The idea of a universal world harmony led him to the “quadrivium” of the connections between mathematics, geometry, astronomy and music, which had established themselves as part of the “septem artes liberales”, the canon of knowledge of antiquity and the Middle Ages.

 

His interest in sound production led him to collect musical instruments and soon he began to build and develop his own acoustic instruments and sound objects.

 

In 1979 he became acquainted with the work of the physicist and artist Wolf-Dieter Trüstedt (*1939) at the Free Music Centre in Munich. His electric wind harps and stringed instruments with pickups were the incentive for Hauck to develop electric instruments.

 

For this purpose, the then fifteen-year-old self-taught in addition to his school days acquired the technical and technological basics and set up a workshop for instrument making.

 

His final thesis in the advanced physics course at Schyren Gymnasium in 1984 was the construction and use of an electronic monochord in the style of the Pythagorean and medieval musical tradition. The type of monochord symbolically combines mathematics and music, as both a measuring and musical instrument. This monochord is still part of the school physics department today.

 

In 1983 he had already developed five different electronic stringed instruments based on the models of Asian and European zithers:

 

The South Indian Vina, the Chinese Chin (Qin), the Japanese Koto, the Indian Tambura and the European Trumscheit.

 

These instruments allow different ways of playing from suggestive, ostentatious patterns to solo playing, as on the Indian Vina.

 

His self-developed electromagnetic pickups and electronic amplification make it possible to make the most subtle lateral movements and resonances audible and to work with complex sound structures in the compositional realisation.

 

The recording of the concert in Pfaffenhofen on 20 September 1986 dates from this period.
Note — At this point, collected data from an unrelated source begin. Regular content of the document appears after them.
PR #710, opened 2023-10-01
[14.0][FIX] delivery_schenker: correct float_round return

mt-software-de:
Because float_round as an example returns for 1.88 -> 1.880...01
we have to round it properly with float_repr

### DIFF
--- a/delivery_schenker/models/delivery_carrier.py
+++ b/delivery_schenker/models/delivery_carrier.py
@@ -5,7 +5,7 @@ from lxml import etree
 
 from odoo import _, api, fields, models
 from odoo.exceptions import UserError
-from odoo.tools import float_compare, float_round
+from odoo.tools import float_compare, float_repr, float_round
 
 from .schenker_request import SchenkerRequest
 
@@ -362,11 +362,21 @@ class DeliveryCarrier(models.Model):
             ]
         )
 
+    def _float_round_repr(self, value, precision_digits, rounding_method="UP"):
+        return float_repr(
+            float_round(
+                value,
+                precision_digits=precision_digits,
+                rounding_method=rounding_method,
+            ),
+            precision_digits=precision_digits,
+        )
+
     def _schenker_shipping_information_round_dimension(
         self, dimension, precision_digits=2
     ):
         """The schenker api requires 2 decimal points"""
-        return float_round(dimension, precision_digits=precision_digits)
+        return self._float_round_repr(dimension, precision_digits)
 
     def _schenker_shipping_information_package(self, picking, package):
         weight = package.shipping_weight or package.weight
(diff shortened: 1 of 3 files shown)


mt-software-de:
Closed. Duplicate of https://github.com/OCA/delivery-carrier/pull/678

delivery_schenker/models/delivery_carrier.py
```diff
@@ -358,12 +358,18 @@ def _schenker_shipping_information_package_volume(self, picking, package):
             ]
         )
 
+    def _float_round(self, value, precision_digits):
```
jbaudoux:
```suggestion
    def _float_round_repr(self, value, precision_digits):
```

jbaudoux (approved):

delivery_schenker/models/delivery_carrier.py
```diff
@@ -358,12 +358,18 @@ def _schenker_shipping_information_package_volume(self, picking, package):
...
+        return float_repr(
+            float_round(value, precision_digits=precision_digits),
```
hildickethan:
```suggestion
            float_round(value, precision_digits=precision_digits, rounding_method="UP"),
```
you need this in case the volume is <0.005, it will error due to rounding to 0.0 when the minimum is 0.01

jbaudoux: I don't think we should always round up, but better set a min on the volume

jbaudoux: does this min applies also to weight ?

hildickethan: I'm not sure, looking at the schema I would say yes

The difference is that with a minimum of 0.01 then cases where volume is misconfigured to 0 would get through, it was something you mentioned a few months ago when the minimum was removed https://github.com/OCA/delivery-carrier/pull/675#discussion_r1260265410.

I think it's ok to error when the volume isn't configured properly, but the issue I encountered was that even when configured properly, sometimes the volume was just very small (<0.005) and it rounded to 0 and errored, hence I changed it to always rounding up with the idea that giving an overestimate would always be better for the carrier than an underestimate but the difference being at most 0.01 makes it feel pretty indifferent to the carrier

mt-software-de: I think rounding up is fine for volume and weight

mt-software-de:
The failing Tests are not related to this Change, there is as interference through an other addon

jbaudoux:
@mt-software-de Can you rebase ?

mt-software-de:
> @mt-software-de Can you rebase ?

yes but this will not fix the tests.
This is waiting on https://github.com/OCA/delivery-carrier/pull/786 or https://github.com/OCA/delivery-carrier/pull/643

hildickethan (approved):

Raul-S73:
@mt-software-de Can you rebase?

mt-software-de:
> @mt-software-de Can you rebase?

done

hildickethan:
@mt-software-de Could you adapt this part of the tests in `delivery_schenker_quant_package_dimension`? 
image
Due to changing the values to be strings in this PR it fails. Just noticed it in our CI that uses this PR

mt-software-de:
> @mt-software-de Could you adapt this part of the tests in `delivery_schenker_quant_package_dimension`? image Due to changing the values to be strings in this PR it fails. Just noticed it in our CI that uses this PR

Thx. I forgot that.

mt-software-de:
The 

> @mt-software-de Could you adapt this part of the tests in `delivery_schenker_quant_package_dimension`? image Due to changing the values to be strings in this PR it fails. Just noticed it in our CI that uses this PR

done

hildickethan:
> done

:thinking: It seems to still be failing, I think just changing the test itself in that module to compare vs strings is OK, like you did with delivery_schenker

mt-software-de:
> > done
> 
> 🤔 It seems to still be failing, I think just changing the test itself in that module to compare vs strings is OK, like you did with delivery_schenker

now :-)

adrip-s73:
@mt-software-de now test is working fine thx

mt-software-de:
@jbaudoux could you please merge this one?

mt-software-de:
> /ocabot merge patch

???

mt-software-de:
@jbaudoux could please try to merge this one?

PR #711, opened 2023-10-02
[16.0][FIX] delivery_cttexpress: add zeep as external_dependencies in maniest file

RodrigoBM:
add zeep as external_dependencies in maniest file


pedrobaeza:
It's already in core:

https://github.com/odoo/odoo/blob/16.0/requirements.txt#L64

RodrigoBM:
Yes @pedrobaeza, but "pre-commit" gives this message 

Selección_527

pedrobaeza:
That should be fixed at pre-commit config file AFAIK

PR #712, opened 2023-10-03
[14.0][FIX] delivery_package_number: inhibit auto-create packets from base_delivery_carrier_label module

angelgarciadelachica:
Same FIX as in v15 PR https://github.com/OCA/delivery-carrier/pull/708

### DIFF
--- a/delivery_package_number/wizard/stock_backorder_confirmation.py
+++ b/delivery_package_number/wizard/stock_backorder_confirmation.py
@@ -15,9 +15,16 @@ class StockBackorderConfirmation(models.TransientModel):
     @api.depends("pick_ids")
     def _compute_ask_number_of_packages(self):
         for item in self:
-            item.ask_number_of_packages = bool(item.pick_ids.carrier_id)
+            # we use ._origin because if not, a NewId is used for the checks and the returned
+            # value of package_ids is wrong.
+            item.ask_number_of_packages = bool(
+                item.pick_ids.carrier_id and not item.pick_ids._origin.package_ids
+            )
 
     def process(self):
         if self.number_of_packages:
             self.pick_ids.write({"number_of_packages": self.number_of_packages})
-        return super().process()
+        # put context key for avoiding `base_delivery_carrier_label` auto-packaging feature
+        return super(
+            StockBackorderConfirmation, self.with_context(set_default_package=False)
+        ).process()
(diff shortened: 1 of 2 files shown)


angelgarciadelachica:

HaraldPanten (approved):
Functional review in runboat. LGTM

HaraldPanten:
@pedrobaeza I think that this one can be merged. THX 👍

delivery_package_number/wizard/stock_backorder_confirmation.py
```diff
@@ -15,9 +15,14 @@ class StockBackorderConfirmation(models.TransientModel):
     @api.depends("pick_ids")
     def _compute_ask_number_of_packages(self):
         for item in self:
-            item.ask_number_of_packages = bool(item.pick_ids.carrier_id)
+            item.ask_number_of_packages = bool(
+                item.pick_ids.carrier_id and not item.pick_ids._origin.package_ids
```
pedrobaeza, line 21: Why this?

pedrobaeza: It's incorrect to use `_origin` in a compute, as it's using what was stored last time, which is nothing that can be compared now in the current record state.

angelgarciadelachica: I use `_origin` because otherwise it does not get the `picking_ids`. 

That is, if I use `item.picking_ids` it returns `stock.picking(<NewId origin=XX>,)` and `item.picking_ids.package_ids` always returns `stock.quant.package()` even if the `stock.picking` does have `package_ids`.

How else can I do it?

pedrobaeza: OK, being a transient model which is populated only for this and no more changes are done over `picking_ids`, it's acceptable, but please put a code comment explaining why that "design decission" for your future you and for the rest to know why.

angelgarciadelachica: I have put a comment in the code, what do you think?
THX

pedrobaeza (approved):
OK, it would be interesting to say also that it's not a problem, as the field is only set once on the initialization of the transient, but let's not block this more:

/ocabot merge patch

PR #714, opened 2023-10-03
[16.0][REF] Use copier v1.17.1 (previously v1.14.2)

RodrigoBM:
run copier update.


RodrigoBM:
Copier update to v1.17.1 clean false positive example https://github.com/OCA/delivery-carrier/pull/711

It is a highlight of the concert series.

 

His style is characterised by a rhythmic sound art, which presents a fascinating mixture of eastern and western styles, without moving only in a meditative character.

 

Hypnotic sounds, electronic and acoustic instruments are combined, as in his version of the Tambura, which is a drum and stringed instrument in equal measure.

 

Compositionally, the pieces are on the one hand a retrospective view of centuries-old models and their musical tradition, and on the other hand sensual listening experiences that explore the possibilities of electrical amplification of the smallest seismographic movements of the strings.

 

The sounds seem spherical, meditative, reminiscent of New Age and Minimal Music, but his concerts have also been performed in the circle of composers, such as the Verein für Experimentellen Musik in Munich, and discussed in the context of contemporary music.

 

His music calls for a new listening and listening. It is music that needs to be listened to and listened to calmly. This also applies to the formats of performance in a special way.

 

Some of the concerts took place in nature, directly by a lake, and at unusual times, from four in the morning until sunrise. A duration of more than three hours without a break was usual.

 

His music was inspired by classical minimalism and Pythagorean thought, but was also taken up by the New Age movement in the 1980s. But there is more to the spherical sound structures or the virtuoso adaptation of Indian ragas. Thus the piece with the electronic koto establishes a connection between Taoist musical tradtion and minimal music.

 

In the course of the decade his visual works and his music merge into performative events. He experiments with electronic music controlled by bodily functions and uses industrial lasers as a visual design tool for his performances.

 

In order to deepen the technical development of his instruments and sound objects, from 1987-1989, parallel to his artistic activities, he attended the goldsmith’s class at the State Technical School for Glass and Jewellery in Neugablonz.

 

In 1991 he began to change from performance to theatre. First as a performer, actor and musician with the Lechwehrtheater and the Freie Theater München (FTM).

 

From 1994 on he leads the theatre ensemble “Die Stelzer – Theater auf Stelzen”.

 

Today he works as an independent artist, theatre manager, lecturer and project developer.

 

He realises and initiates the most diverse artistic and social projects worldwide and is active on various levels of cultural policy.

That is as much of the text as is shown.